Your assignment ▸ Show, from the entries below, every line in which "stackcount" appears.

Stored items

Start of Block

PR #2313, opened 2019-04-12
stackcount: do per-pid statistics only if -P is provided

### LINKED ISSUE #2308: stackcount default output shouldn't do -P
This is annoying -- stackcount by default does per-process breakdowns:

```
# stackcount kmem_cache_alloc
Tracing 1 functions for "kmem_cache_alloc"... Hit Ctrl-C to end.
[...]

  kmem_cache_alloc
  user_path_at_empty
  vfs_statx
  SYSC_newstat
  SyS_newstat
  do_syscall_64
  __xstat
  [unknown]
    python3 [15243]
    1026
```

End of Block

Expected output ▸
stackcount: do per-pid statistics only if -P is provided
### LINKED ISSUE #2308: stackcount default output shouldn't do -P
This is annoying -- stackcount by default does per-process breakdowns:
# stackcount kmem_cache_alloc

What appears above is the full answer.